Salvianolic acid B ameliorates depressive-like behaviors in chronic mild stress-treated mice: involvement of the neuroinflammatory pathway

Jin-Qiang Zhang  1 Xiao-Hui Wu  1 Yi Feng  1 Xiao-Fang Xie  2 Yong-Hua Fan  1 Shuo Yan  1 Qiu-Ying Zhao  1 Cheng Peng  2 Zi-Li You  1
Affiliations

Salvianolic acid B ameliorates depressive-like behaviors in chronic mild stress-treated mice: involvement of the neuroinflammatory pathway

Jin-Qiang Zhang et al. Acta Pharmacol Sin. 2016 Sep.

Abstract

Aim: Major depressive disorder (MDD) is a debilitating mental disorder associated with dysfunction of the neurotransmitter-neuroendocrine system and neuroinflammatory responses. Salvianolic acid B (SalB) has shown a variety of pharmacological activities, including anti-inflammatory, antioxidant and neuroprotective effects. In this study, we examined whether SalB produced antidepressant-like actions in a chronic mild stress (CMS) mouse model, and explored the mechanisms underlying the antidepressant-like actions of SalB.

Methods: Mice were subjected to a CMS paradigm for 6 weeks. In the last 3 weeks the mice were daily administered SalB (20 mg·kg(-1)·d(-1), ip) or a positive control drug imipramine (20 mg·kg(-1)·d(-1), ip). The depressant-like behaviors were evaluated using the sucrose preference test, the forced swimming test (FST), and the tail suspension test (TST). The gene expression of cytokines in the hippocampus and cortex was analyzed with RT-PCR. Plasma corticosterone (CORT) and cerebral cytokines levels were assayed with an ELISA kit. Neural apoptosis and microglial activation in brain tissues were detected using immunofluorescence staining.

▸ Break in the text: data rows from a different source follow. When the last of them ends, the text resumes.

PR #3640, opened 2020-10-01
Fix rule ordering bug

vadim-kovalyov:
Scenario:
- Have a policy with a custom resource matcher
- Have conflicting rules for resources that
  are different, but both will match according to
  custom resource matcher.
- Result: matches first resource alphabetically.
- Expected: match first resource by order of appearance in json.


dmolokanov (approved):
LGTM! except for one param that seems off

dmolokanov (approved):
:shipit:

PR #3641, opened 2020-10-01
[k8s] Update Helm charts to allow for correct proxy settings.

darobs:
Kubernetes on premises behind a proxy needs more configuration to work correctly.  Specifically, we need to provide the proxy for external connections, but we also need to provide a "NO_PROXY" setting as well.  This also revealed a problem in our Helm charts for edgeAgent, we were only setting environment variables for known settings (i.e. the user couldn't set "no_proxy" for themselves).  This PR also allows the user to be more flexible and define their own environment variables.

Changes:
- Create a "no_proxy" in iotedged data
- Add "no_proxy" to edgeAgent environment
- Rework _helpers.tpl to allow other environment vars to be set for edgeAgent along with the ones we recognize.


darobs:
@zasherif

ggjjj (approved):
:thumbsup:

kubernetes/charts/edge-kubernetes/templates/iotedged-deployment.yaml
```diff
@@ -32,7 +32,11 @@ spec:
           {{- if .Values.iotedged.data.httpsProxy }}
           - name: "https_proxy"
             value: {{ .Values.iotedged.data.httpsProxy | quote}}
-          {{end}}
+          {{- end}}
+          {{- if .Values.iotedged.data.noProxy }}
+          - name: "no_proxy"
+            value: {{ .Values.iotedged.data.noProxy | quote}}
+          {{- end}}
```
zasherif, line 39: Do we need to add HTTP_PROXY as well so we cover all proxy env variables?

zasherif (commented):
One comment on HTTP_PROXY. Ow, lgtm.

kubernetes/charts/edge-kubernetes/templates/iotedged-deployment.yaml
darobs: Not for edgeAgent or iotedged - they only make https requests.  

Reference: https://docs.microsoft.com/en-us/azure/iot-edge/how-to-configure-proxy-support#configure-the-iot-edge-agent

zasherif (approved):

kubernetes/charts/edge-kubernetes/values.yaml
```diff
@@ -167,6 +167,9 @@ edgeAgent:
     # false dy default.
     # runAsNonRoot: false
 
+    # If an environment variables is required and not defined above, they may be added as needed.
+    # ANOTHER_ENV_VAR: "another env value"
```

Results: Administration of SalB or imipramine reversed the reduced sucrose preference ratio of CMS-treated mice, and significantly decreased their immobility time in the FST and TST. Administration of SalB significantly decreased the expression of pro-inflammatory cytokines IL-1β and TNF-α, and markedly increased the expression of anti-inflammatory cytokines IL-10 and TGF-β in the hippocampus and cortex of CMS-treated mice, and normalized their elevated plasma CORT levels, whereas administration of imipramine did not significantly affect the imbalance between pro- and anti-inflammatory cytokines in the hippocampus and cortex of CMS-treated mice. Finally, administration of SalB significantly decreased CMS-induced apoptosis and microglia activation in the hippocampus and cortex, whereas administration of imipramine had no significant effect on CMS-induced apoptosis and microglia activation in the hippocampus and cortex.

Conclusion: SalB exerts potent antidepressant-like effects in CMS-induced mouse model of depression, which is associated with the inhibiting microglia-related apoptosis in the hippocampus and the cortex.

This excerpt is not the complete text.